Delmira Agustini: el feminicidio nos privó de su voz

El asesinato de Delmira Agustini fue considerado en su época un "acto de amor" o un "pacto entre amantes", cuando en realidad fue un feminicidio que privó a América de una voz poética prominente.

Foto de la poeta uruguaya Delmira Agustini.
Delmira Agustini (Montevideo, Uruguay, 1886-1914).

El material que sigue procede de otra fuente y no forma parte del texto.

PR #3774, opened 2026-01-30
[mxpf8 moe training] add unit tests to CI

danielvegamyhre:
Stacked PRs:
 * #3789
 * #3775
 * __->__#3774

--- --- ---

### [mxpf8 moe training] add unit tests to CI

### DIFF
--- a/.github/workflows/1xH100_tests.yml
+++ b/.github/workflows/1xH100_tests.yml
@@ -49,8 +49,9 @@ jobs:
         pip install . --no-build-isolation -vv
         pytest test/integration --verbose -s
         pytest test/dtypes/test_affine_quantized_float.py --verbose -s
-        pytest test/quantization/quantize_/workflows/float8 -v
+        pytest test/quantization/quantize_/workflows/float8 --verbose -s
         python test/quantization/quantize_/workflows/int4/test_int4_tensor.py
         python test/quantization/quantize_/workflows/int4/test_int4_preshuffled_tensor.py
         ./test/float8/test_everything_single_gpu.sh
-        pytest test/prototype/mx_formats/ -s
+        pytest test/prototype/mx_formats/ --verbose -s
+        pytest test/prototype/moe_training/test_scaled_grouped_mm.py --verbose -s
--- a/test/prototype/moe_training/test_scaled_grouped_mm.py
+++ b/test/prototype/moe_training/test_scaled_grouped_mm.py
@@ -49,8 +49,12 @@ from torchao.testing.utils import skip_if_rocm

Cuenta Dulce María Loynaz que en una ocasión Gabriela Mistral le preguntó a quién consideraba la mejor poetisa de América. La chilena le pidió a la habanera no incurrir en la obviedad de decir que era ella misma (o sea, Gabriela). Dulce María, persona de carácter ácido, le respondió algo así: “Tengo que decir que es usted, porque es la verdad; pero usted sabe que si otra de ‘nosotras’ viviera, las cosas no serían igual”. La autora de Desolación le contestó brevemente: “Estoy de acuerdo”. Ambas, sin mencionarla explícitamente, hablaban de Delmira Agustini.

Un denso enigma envuelve la figura de la uruguaya. El poder telúrico de su poesía parece no tener una explicación lógica de acuerdo con su vida. La muchacha bellísima, educada en los cánones conservadores que marcaron el tránsito del siglo XIX al XX en las altas clases latinoamericanas, cuyas lecturas no parecen haber sido particularmente abundantes, y de correspondencia que no delata un talento más allá de lo ordinario, fue, al mismo tiempo, la autora de una de las obras más apasionadas e intensas de la poesía en español. Y fue también la mujer que se ha entendido como una personificación del fuego, de las ansias eróticas que muy probablemente no experimentó a plenitud, pero que la han definido como una de las poetisas más interesantes de su país, a pesar también de su corta vida.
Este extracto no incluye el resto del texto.